■ RECORDS FOR PROCESSING
PR #3100, opened 2025-04-01
Fix failing CI when not tagging a docker image

JohnStrunk:
**Description**
This is a follow-up to #3093 that attempts to fix the current failing CI due to trying to push a non-tagged docker image.

The following is taken from #3010
```
ERROR: tag is needed when pushing to registry
```

The issue is that we are trying to push the image for any non-PR triggered build, but that doesn't match the logic for when we actually tag an image. Hopefully the logic here will key off of whether we have actually applied a tag with the actual intent to push.

**Notes for Reviewers**

**Signed commits**

### DIFF
--- a/.github/workflows/build_docker.yml
+++ b/.github/workflows/build_docker.yml
@@ -71,7 +71,8 @@ jobs:
           file: ./docker/${{ matrix.image }}/Dockerfile
           labels: ${{ steps.meta.outputs.labels }}
           platforms: linux/amd64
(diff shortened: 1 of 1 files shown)


JohnStrunk:
@sgoggins I noticed my PR from yesterday was causing some failed checks. This should fix it.

sgoggins:
@JohnStrunk : Just to confirm my understanding here: We will push new images when a new release is tagged now?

■ DIRECTIONS FOR THIS TASK
Please write out the records above once more, exactly and completely.

■ FINISHED EXERCISE
PR #3100, opened 2025-04-01
Fix failing CI when not tagging a docker image

JohnStrunk:
**Description**
This is a follow-up to #3093 that attempts to fix the current failing CI due to trying to push a non-tagged docker image.

The following is taken from #3010
```
ERROR: tag is needed when pushing to registry
```

The issue is that we are trying to push the image for any non-PR triggered build, but that doesn't match the logic for when we actually tag an image. Hopefully the logic here will key off of whether we have actually applied a tag with the actual intent to push.

**Notes for Reviewers**

**Signed commits**

### DIFF
--- a/.github/workflows/build_docker.yml
+++ b/.github/workflows/build_docker.yml
@@ -71,7 +71,8 @@ jobs:
           file: ./docker/${{ matrix.image }}/Dockerfile
           labels: ${{ steps.meta.outputs.labels }}
           platforms: linux/amd64
(diff shortened: 1 of 1 files shown)


JohnStrunk:
@sgoggins I noticed my PR from yesterday was causing some failed checks. This should fix it.

sgoggins:
@JohnStrunk : Just to confirm my understanding here: We will push new images when a new release is tagged now?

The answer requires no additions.